▸ Required action:
Every line containing the word "github" is to be copied from the data below.

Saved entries
____________________
PR #2266, opened 2019-11-01
[Ignore] Fix vsce changelog mangling (downgrade vsce)

rjmholt:
Temporary resolution for https://github.com/microsoft/vscode-vsce/issues/398.

Allows us to build the VSIX with the changelog working.


rjmholt:
Fix verified:

clog

PR #2502, opened 2020-02-27
Add new additions to .vscodeignore

rjmholt:
Looking into webpack (which looks unsuited to us unless it turns out to have a better way to manage assets that PowerShell needs to be in a certain folder configuration), I realised we're bundling stuff into the extension that we don't need or want.

This updates the `.vscodeignore` file to exclude them


.vscodeignore
```diff
@@ -15,3 +15,10 @@ out/test/**
 test/**
 sessions/**
 scripts/Install-VSCode.ps1
+tools/**
+.poshchan/**
+.github/**
+.vsts-ci/**
+build.ps1
+tsconfig.json
+tslint.json
```
rjmholt:
```suggestion
tslint.json

```

PR #2674, opened 2020-04-30
PSSA 1.19.0 settings

bergmeister:
## PR Summary

Pending PSSA `1.19.0` release and this PSES PR, but I tested it locally: https://github.com/PowerShell/PowerShellEditorServices/pull/1280

- Split the `powershell.codeFormatting.trimWhitespaceAroundPipe` setting into 2 settings since PSSA has changed the behaviour of the current setting to only add the missing white space around pipes but not remove any more. For trimming of redundant whitespace a new settings was added in PSSA (this way it would not be breaking if someone used PSSA 1.19.0 with the current version of the extension). I could've applied something similar here and only added the new setting but for better naming, I decided to rename the setting `powershell.codeFormatting.whitespaceAroundPipe` to `powershell.codeFormatting.trimWhitespaceAroundPipe`, this is a breaking change, can we help the user point to the new setting? The new setting is `powershell.codeFormatting.addWhitespaceAroundPipe` and is disabled by default)
- Add new setting `powershell.codeFormatting.whitespaceBetweenParameters` (disabled by default)
- Add new `None` option for `powershell.codeFormatting.pipelineIndentationStyle` and make it the default. This new setting means that the formatter will not change the user's pipeline indentation so that the user has to explicitly opt-in, this was due community feedback.

## PR Checklist

- [x] Summarized changes
- [ ] PR has tests

### DIFF
--- a/package.json
+++ b/package.json
@@ -656,10 +656,11 @@
           "enum": [
             "IncreaseIndentationForFirstPipeline",
             "IncreaseIndentationAfterEveryPipeline",
-            "NoIndentation"
+            "NoIndentation",
+            "None"
           ],
-          "default": "NoIndentation",
-          "description": "Multi-line pipeline style settings."
+          "default": "None",
+          "description": "Multi-line pipeline style settings (default: None)."
         },
         "powershell.codeFormatting.whitespaceBeforeOpenBrace": {
           "type": "boolean",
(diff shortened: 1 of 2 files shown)


bergmeister:
cc @adamdriscoll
____________________
▸ Response below:
Temporary resolution for https://github.com/microsoft/vscode-vsce/issues/398.
+.github/**
Pending PSSA `1.19.0` release and this PSES PR, but I tested it locally: https://github.com/PowerShell/PowerShellEditorServices/pull/1280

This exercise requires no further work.